Work required >>
Extract from the entries below, exactly as given, only the lines from the line containing "PR #997, opened 2026-07-29" to the line containing "every buffer is", both lines included.

_ _ _

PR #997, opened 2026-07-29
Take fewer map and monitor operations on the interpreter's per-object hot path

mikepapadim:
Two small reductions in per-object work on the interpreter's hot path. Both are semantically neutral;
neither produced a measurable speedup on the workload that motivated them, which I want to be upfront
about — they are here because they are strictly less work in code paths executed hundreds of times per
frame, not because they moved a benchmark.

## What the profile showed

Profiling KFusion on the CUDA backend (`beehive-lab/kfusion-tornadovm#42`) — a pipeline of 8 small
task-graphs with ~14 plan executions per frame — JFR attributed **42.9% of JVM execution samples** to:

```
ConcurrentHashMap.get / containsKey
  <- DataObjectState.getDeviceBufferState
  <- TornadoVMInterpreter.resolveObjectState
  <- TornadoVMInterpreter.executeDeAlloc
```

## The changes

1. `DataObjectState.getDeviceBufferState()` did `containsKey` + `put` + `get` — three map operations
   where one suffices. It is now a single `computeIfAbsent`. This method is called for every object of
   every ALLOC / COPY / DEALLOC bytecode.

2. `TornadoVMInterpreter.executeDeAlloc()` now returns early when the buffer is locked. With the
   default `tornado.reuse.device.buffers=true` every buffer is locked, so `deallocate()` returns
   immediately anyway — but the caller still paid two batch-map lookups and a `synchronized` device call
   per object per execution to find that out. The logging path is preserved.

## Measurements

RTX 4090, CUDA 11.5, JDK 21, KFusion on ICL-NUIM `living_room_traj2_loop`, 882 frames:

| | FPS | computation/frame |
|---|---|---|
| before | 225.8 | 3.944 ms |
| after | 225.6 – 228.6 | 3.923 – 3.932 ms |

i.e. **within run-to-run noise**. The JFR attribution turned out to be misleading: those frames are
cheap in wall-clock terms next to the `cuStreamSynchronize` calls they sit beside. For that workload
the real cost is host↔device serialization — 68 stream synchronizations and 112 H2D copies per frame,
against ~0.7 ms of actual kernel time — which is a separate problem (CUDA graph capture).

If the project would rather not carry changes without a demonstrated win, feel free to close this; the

_ _ _

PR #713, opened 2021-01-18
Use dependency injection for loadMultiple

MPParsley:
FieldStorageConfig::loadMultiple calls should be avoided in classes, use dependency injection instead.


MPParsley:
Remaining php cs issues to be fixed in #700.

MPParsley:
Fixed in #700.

_ _ _

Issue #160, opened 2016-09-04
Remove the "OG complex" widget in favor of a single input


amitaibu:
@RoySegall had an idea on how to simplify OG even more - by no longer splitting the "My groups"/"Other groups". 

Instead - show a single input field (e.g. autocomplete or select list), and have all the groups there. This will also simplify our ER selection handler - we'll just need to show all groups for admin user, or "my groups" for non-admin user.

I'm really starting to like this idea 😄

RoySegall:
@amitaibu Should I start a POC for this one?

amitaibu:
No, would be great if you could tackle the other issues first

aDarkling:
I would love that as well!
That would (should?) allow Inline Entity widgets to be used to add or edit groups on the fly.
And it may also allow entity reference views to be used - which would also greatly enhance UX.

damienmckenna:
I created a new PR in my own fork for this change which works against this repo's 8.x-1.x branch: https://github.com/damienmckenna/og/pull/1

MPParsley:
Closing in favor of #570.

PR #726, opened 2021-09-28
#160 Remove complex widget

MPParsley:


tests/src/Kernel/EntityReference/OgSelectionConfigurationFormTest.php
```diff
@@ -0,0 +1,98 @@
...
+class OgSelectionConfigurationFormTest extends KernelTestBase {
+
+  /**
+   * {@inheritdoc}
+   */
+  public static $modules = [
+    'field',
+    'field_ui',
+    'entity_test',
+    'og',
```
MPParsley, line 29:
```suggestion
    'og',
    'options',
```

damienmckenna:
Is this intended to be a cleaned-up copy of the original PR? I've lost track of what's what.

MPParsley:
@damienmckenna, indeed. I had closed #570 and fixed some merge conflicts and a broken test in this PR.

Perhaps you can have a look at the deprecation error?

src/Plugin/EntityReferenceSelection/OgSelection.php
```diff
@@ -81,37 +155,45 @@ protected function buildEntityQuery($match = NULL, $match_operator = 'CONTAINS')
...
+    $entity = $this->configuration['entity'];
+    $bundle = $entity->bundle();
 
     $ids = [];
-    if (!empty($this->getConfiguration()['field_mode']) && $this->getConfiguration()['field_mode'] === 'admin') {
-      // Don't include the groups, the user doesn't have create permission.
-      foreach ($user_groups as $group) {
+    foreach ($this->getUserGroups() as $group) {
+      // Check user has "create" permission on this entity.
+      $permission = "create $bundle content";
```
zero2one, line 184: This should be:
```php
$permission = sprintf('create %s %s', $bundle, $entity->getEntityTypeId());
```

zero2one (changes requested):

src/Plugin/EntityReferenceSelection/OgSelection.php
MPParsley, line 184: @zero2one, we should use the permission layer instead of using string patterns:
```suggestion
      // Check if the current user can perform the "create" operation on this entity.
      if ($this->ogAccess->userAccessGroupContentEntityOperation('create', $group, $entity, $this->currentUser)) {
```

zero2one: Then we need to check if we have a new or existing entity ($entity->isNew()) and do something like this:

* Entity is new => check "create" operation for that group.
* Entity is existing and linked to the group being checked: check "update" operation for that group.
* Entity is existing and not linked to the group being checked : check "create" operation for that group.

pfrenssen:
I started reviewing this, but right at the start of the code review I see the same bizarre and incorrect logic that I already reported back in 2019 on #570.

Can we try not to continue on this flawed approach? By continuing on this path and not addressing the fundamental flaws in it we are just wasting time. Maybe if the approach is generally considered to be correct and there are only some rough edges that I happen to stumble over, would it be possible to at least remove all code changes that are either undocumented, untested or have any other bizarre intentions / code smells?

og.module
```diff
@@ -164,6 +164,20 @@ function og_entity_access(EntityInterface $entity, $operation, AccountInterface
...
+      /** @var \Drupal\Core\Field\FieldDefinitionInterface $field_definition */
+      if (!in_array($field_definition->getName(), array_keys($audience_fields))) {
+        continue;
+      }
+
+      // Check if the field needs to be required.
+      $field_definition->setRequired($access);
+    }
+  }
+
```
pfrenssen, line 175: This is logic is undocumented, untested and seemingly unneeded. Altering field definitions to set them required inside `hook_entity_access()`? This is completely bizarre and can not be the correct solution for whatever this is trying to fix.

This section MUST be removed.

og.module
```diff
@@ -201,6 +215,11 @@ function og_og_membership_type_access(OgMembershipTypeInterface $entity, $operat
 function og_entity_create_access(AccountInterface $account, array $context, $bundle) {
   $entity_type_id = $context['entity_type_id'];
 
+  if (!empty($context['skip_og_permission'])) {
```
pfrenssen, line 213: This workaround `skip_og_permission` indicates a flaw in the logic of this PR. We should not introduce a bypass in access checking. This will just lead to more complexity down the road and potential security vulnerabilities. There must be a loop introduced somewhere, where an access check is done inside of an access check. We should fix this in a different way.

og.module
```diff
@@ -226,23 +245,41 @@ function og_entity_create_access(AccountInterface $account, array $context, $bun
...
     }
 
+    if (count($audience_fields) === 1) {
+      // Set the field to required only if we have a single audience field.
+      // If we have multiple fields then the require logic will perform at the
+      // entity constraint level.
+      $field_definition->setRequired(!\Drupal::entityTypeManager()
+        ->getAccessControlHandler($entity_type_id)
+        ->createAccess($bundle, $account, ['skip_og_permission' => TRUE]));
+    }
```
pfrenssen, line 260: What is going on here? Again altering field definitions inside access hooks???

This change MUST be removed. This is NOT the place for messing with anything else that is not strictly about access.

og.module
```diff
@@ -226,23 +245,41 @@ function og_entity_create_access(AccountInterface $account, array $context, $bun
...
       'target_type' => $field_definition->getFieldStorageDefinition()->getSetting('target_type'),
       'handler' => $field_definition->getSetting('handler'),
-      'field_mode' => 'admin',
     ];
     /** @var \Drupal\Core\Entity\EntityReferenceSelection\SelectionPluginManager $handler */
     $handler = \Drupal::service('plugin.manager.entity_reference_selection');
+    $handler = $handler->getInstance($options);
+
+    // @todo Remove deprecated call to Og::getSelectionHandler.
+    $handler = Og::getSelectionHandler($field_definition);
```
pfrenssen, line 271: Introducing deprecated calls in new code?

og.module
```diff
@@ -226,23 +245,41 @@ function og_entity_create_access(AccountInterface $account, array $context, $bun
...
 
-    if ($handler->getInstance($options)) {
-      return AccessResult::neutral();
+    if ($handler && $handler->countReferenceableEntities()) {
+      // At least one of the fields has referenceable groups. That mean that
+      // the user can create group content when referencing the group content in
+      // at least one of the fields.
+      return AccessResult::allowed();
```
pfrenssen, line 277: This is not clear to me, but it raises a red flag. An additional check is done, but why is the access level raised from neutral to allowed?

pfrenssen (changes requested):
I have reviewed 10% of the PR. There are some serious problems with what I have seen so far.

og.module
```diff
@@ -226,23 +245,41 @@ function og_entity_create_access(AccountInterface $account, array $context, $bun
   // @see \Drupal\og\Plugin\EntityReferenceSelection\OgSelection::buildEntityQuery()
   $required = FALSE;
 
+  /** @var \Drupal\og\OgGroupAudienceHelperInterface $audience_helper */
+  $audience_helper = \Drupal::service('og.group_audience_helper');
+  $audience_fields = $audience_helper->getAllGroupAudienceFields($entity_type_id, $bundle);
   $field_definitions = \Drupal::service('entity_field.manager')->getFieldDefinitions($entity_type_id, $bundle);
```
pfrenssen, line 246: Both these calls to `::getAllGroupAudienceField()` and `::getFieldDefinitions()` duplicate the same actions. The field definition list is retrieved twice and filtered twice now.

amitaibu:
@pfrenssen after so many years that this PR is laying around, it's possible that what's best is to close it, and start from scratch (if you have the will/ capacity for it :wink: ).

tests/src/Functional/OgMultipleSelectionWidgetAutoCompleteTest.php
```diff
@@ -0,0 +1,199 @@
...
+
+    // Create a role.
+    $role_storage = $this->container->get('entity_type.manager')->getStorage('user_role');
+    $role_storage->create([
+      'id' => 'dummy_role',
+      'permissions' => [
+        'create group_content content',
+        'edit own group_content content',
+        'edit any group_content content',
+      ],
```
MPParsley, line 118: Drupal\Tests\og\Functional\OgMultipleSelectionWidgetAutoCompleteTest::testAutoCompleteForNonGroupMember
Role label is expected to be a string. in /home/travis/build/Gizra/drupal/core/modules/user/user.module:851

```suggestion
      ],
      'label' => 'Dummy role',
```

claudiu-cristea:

_ _ _

The completed task >>
PR #997, opened 2026-07-29
Take fewer map and monitor operations on the interpreter's per-object hot path

mikepapadim:
Two small reductions in per-object work on the interpreter's hot path. Both are semantically neutral;
neither produced a measurable speedup on the workload that motivated them, which I want to be upfront
about — they are here because they are strictly less work in code paths executed hundreds of times per
frame, not because they moved a benchmark.

## What the profile showed

Profiling KFusion on the CUDA backend (`beehive-lab/kfusion-tornadovm#42`) — a pipeline of 8 small
task-graphs with ~14 plan executions per frame — JFR attributed **42.9% of JVM execution samples** to:

```
ConcurrentHashMap.get / containsKey
  <- DataObjectState.getDeviceBufferState
  <- TornadoVMInterpreter.resolveObjectState
  <- TornadoVMInterpreter.executeDeAlloc
```

## The changes

1. `DataObjectState.getDeviceBufferState()` did `containsKey` + `put` + `get` — three map operations
   where one suffices. It is now a single `computeIfAbsent`. This method is called for every object of
   every ALLOC / COPY / DEALLOC bytecode.

2. `TornadoVMInterpreter.executeDeAlloc()` now returns early when the buffer is locked. With the
   default `tornado.reuse.device.buffers=true` every buffer is locked, so `deallocate()` returns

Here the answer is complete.